**Exercise description:**
Scan the records for the word "created". Report each line where it occurs.

**Extracted records:**

Issue #327, opened 2026-04-06
FOLLOW-UP: Extract shared button-name detection helper (from PR #326)


adnaan:
## Context

This follow-up task was identified during the review of PR #326.

**Source PR:** https://github.com/livetemplate/livetemplate/pull/326
**PR Title:** fix: parse individual form fields in multipart submissions
**Suggested by:** @claude[bot]

## Task Description

The button-name-as-action detection loop is duplicated in `parseMultipartForm` and `parseURLEncodedForm` (both in `internal/send/message.go`). Extract a shared private helper to eliminate the duplication:

```go
// detectButtonAction scans form fields for a single empty-value field,
// treating its key as the action name (standard HTML button-name pattern).
func detectButtonAction(fields map[string][]string, reserved map[string]bool) string
```

Similarly, the field-to-data-map conversion loop could be extracted:

```go
// fieldsToDataMap converts form fields to a data map, excluding reserved keys.
func fieldsToDataMap(fields map[string][]string, reserved map[string]bool) map[string]interface{}
```

## Original Comment

> The button-name detection + field-to-map loop is now duplicated in two places. Not a blocker for this PR (the fix is focused and correct), but extracting a `detectButtonAction` helper and a `fieldsToDataMap` would make future changes easier to keep in sync.

---
*This issue was automatically created by prmonitor from PR review comments.*

Issue #237, opened 2026-03-25
FOLLOW-UP: Replace empty-value button heuristic with explicit client-side action


adnaan:
## Context

This follow-up task was identified during the review of PR #233.

**Source PR:** https://github.com/livetemplate/livetemplate/pull/233
**Suggested by:** @claude-bot, @copilot
**Priority:** High

## Task Description

The server-side button-name detection in `parseURLEncodedForm()` uses an empty-value heuristic: a form field with an empty string value is treated as a submit button whose name is the action. This has false positives:

- A user clearing a text input submits `field=` which looks identical to `button=`
- A select with an empty default option triggers the same pattern

**Fix:** Have the JS client extract the clicked button's name into the `action` field on interception (already done for the WebSocket path). For the no-JS HTTP POST path, consider requiring `name="action" value="X"` convention or adding a hidden `_lvt_action` field injected by the framework.

The ambiguous guard (skip if multiple empty-value fields) is a workaround, not a proper fix.

---
*This issue was automatically created from PR #233 review comments.*

adnaan:
**Phase 2 handoff note** — when the client-repo PR for Phase 2 (`livetemplate/client`) opens, it must include the e2e test referenced in Verification item 3 of [`docs/proposals/explicit-submitter.md`](https://github.com/livetemplate/livetemplate/blob/main/docs/proposals/explicit-submitter.md#verification):

> New e2e test (or extend an existing form submission e2e in the lvt repo at `e2e/livetemplate_core_test.go`) verifying the explicit submitter path round-trips through both the HTTP and WS paths.

This issue is the cross-repo tracking pin until that PR opens. Posting here (per the round-3 review of #401) so the requirement isn't dropped in the handoff between the two repos.

adnaan:
Closing — the full server↔client↔e2e chain is shipped.

**Original ask:** Replace the empty-value button-name heuristic in `parseURLEncodedForm()` with an explicit client-side action signal; the heuristic has false positives (cleared text inputs, empty selects) that the ambiguous-guard workaround only papers over.

**Delivered:**

| Step | Repo | SHA / PR | What |
|---|---|---|---|
| Proposal | livetemplate | [#401](https://github.com/livetemplate/livetemplate/pull/401) | `docs/proposals/explicit-submitter.md` rewritten for the alpha/no-users end state: two phases, no compat scaffolding, heuristic kept as permanent no-JS fallback |
[...]

PR #382, opened 2026-05-03
docs(proposals): explicit submitter on the wire (#237)

adnaan:
## Summary

Writes the design proposal at `docs/proposals/explicit-submitter.md` for replacing the empty-value button-name heuristic (issue #237, P1) with an explicit `lvt-submitter` wire field.

**No code changes.** This is design-only — the proposal surfaces the approach for review before any implementation PR lands.

## Why now

After PR #327 landed the `detectSubmitButtonName` helper extraction, the heuristic is now consolidated at one site, which makes the migration target much cleaner. The client *already* captures `SubmitEvent.submitter` natively (`dom/event-delegation.ts`) — the data exists on the wire side; the server just isn't reading it yet.

## What the proposal covers

- Why the heuristic is fragile (ambiguity, user-input collisions, no-explicit-submit case)
- The current client capture path (already shipping)
- Wire format extension: reserved `lvt-submitter` field on HTTP, top-level `submitter` key on WS action payloads
- Server resolution order: `lvt-action` → `lvt-submitter` → heuristic (fallback) → `""`
- Shared `resolveSubmitterFallback(msg)` helper called from all four parser call sites (HTTP JSON, WS, urlencoded, multipart)
- 4-phase migration plan ending with heuristic removal in v0.9.0 (alongside the `lvt-no-intercept` shim removal already planned)
- 6 open questions / risks flagged for reviewer input
- Optional `lvt-form:emit-submitter` directive for lite-JS forms (with CSP caveat)

## Verification

- [x] `go test ./...` passes (no code changed; pre-commit hook ran the full gate)
- [x] Code anchors are grep-style per the AI Code Review Workflow guidance in CLAUDE.md ("Prefer grep anchors over hardcoded line numbers in code references")
- [x] All factual claims about `internal/send/message.go` cross-checked against the live code

Refs #237. **No issue close** — implementation lands in a follow-up PR after this proposal is reviewed.


adnaan:
## Convergence note

This proposal has been through 9 rounds of bot review and ~150 review comments addressed in 8 fix-up commits. Each round has surfaced fewer and smaller findings — round 1 had structural design gaps, rounds 5-9 are precision tweaks and implementation-detail clarifications. Per CLAUDE.md "Bot review loop convergence" guidance, the proposal is now stable enough to ship as-is.

**Items I'm deferring to the Phase 1 implementation PR rather than addressing in this proposal:**

1. **Cross-repo deployment ordering note** (server-first vs client-first). This is operational guidance better placed in the Phase 1 release notes, not the proposal.
2. **Phase 4 ADR gating Phase 3 as well as Phase 4.** The Phase 3 deprecation warning is informational; it doesn't need to block on the ADR. The ADR is required before Phase 4 because that's when behavior actually changes.
3. **Explicit "no `ctx.Submitter()` API" callout.** Already implied by "`msg.Submitter` is resolved into `msg.Action` before routing". A separate callout would be redundant.
4. **`resolveSubmitterFallback` ordering in `parseMultipartForm`.** The proposal already says "place at the same control-flow position as `lvt-action`", which an implementer follows for both the read and the resolve call.
5. **Skiplist asymmetry doc-comment guidance** (round 8 #4). The implementer adding the doc comment will see the asymmetric `actionFields` and document it accurately.
6. **Phase 3 release notes Phase 4 callout** (round 8 #5). Release-notes authoring belongs to the Phase 3 PR.
7. **`sync.Map` rate-limit cache key encoding scheme** (round 7 #7). Implementation detail; the proposal says "tuple", encoding is the implementer's choice.
8. **`resolveSubmitterFallback` function-vs-method idiom** (round 7 #6). Pure Go style; the implementer can pick.

**Closing the bot loop:** if subsequent reviews surface only restatements of items in this list (or pure style/wording suggestions), I will not push further fixups. Substantive new functional issues will of course be addressed.

The proposal is design-only and ready for human review.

**Expected answer:**
*This issue was automatically created by prmonitor from PR review comments.*
*This issue was automatically created from PR #233 review comments.*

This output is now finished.